*Work to be completed*:
From the entries below, copy every line where the string "actually" appears.

++++ Input records

PR #1984, opened 2019-04-30
fix shape inference

askhade:


askhade:
@houseroad : This PR is to fix shape inference for Max Pool and Avg Pool version. Can you please take a look at this PR.

hariharans29:
Some minor nits that I noticed along the way that can potentially be fixed in the same PR -

1) Line 53: `if (input_shape.dim_size() < 2)` should actually be `if (input_shape.dim_size() < 3)` (I think!) since the first two dimensions are `N` and `C`, and the actual data dimensions start from the third dimension

2) Line 60: Comment is stale. `MaxPool` and `Conv` support dilations

3) Line 118: `second_input_shape.dim_size() < 1` can probably be modified to check if it matches the input `shape second_input_shape.dim_size() !=  input_shape.dim_size()`. This check doesn't seem to be present anywhere....

askhade:
> Some minor nits that I noticed along the way that can potentially be fixed in the same PR -
> 
> 1. Line 53: `if (input_shape.dim_size() < 2)` should actually be `if (input_shape.dim_size() < 3)` (I think!) since the first two dimensions are `N` and `C`, and the actual data dimensions start from the third dimension
> 2. Line 60: Comment is stale. `MaxPool` and `Conv` support dilations
> 3. Line 118: `second_input_shape.dim_size() < 1` can probably be modified to check if it matches the input shape `second_input_shape.dim_size() !=  input_shape.dim_size()`. This check doesn't seem to be present anywhere....

For 
1. This shape inference method is common for a lot of ops... Let's figure out how this will affect other operators and test before making this change. 

2. I addressed the comment

3. This is out of scope for MaxPool and AvgPool because these 2 ops only have 1 input. Let's address this as part of a separate PR and add relevant test cases to support these fixes.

++++++++

*Your solution*:
1) Line 53: `if (input_shape.dim_size() < 2)` should actually be `if (input_shape.dim_size() < 3)` (I think!) since the first two dimensions are `N` and `C`, and the actual data dimensions start from the third dimension
> 1. Line 53: `if (input_shape.dim_size() < 2)` should actually be `if (input_shape.dim_size() < 3)` (I think!) since the first two dimensions are `N` and `C`, and the actual data dimensions start from the third dimension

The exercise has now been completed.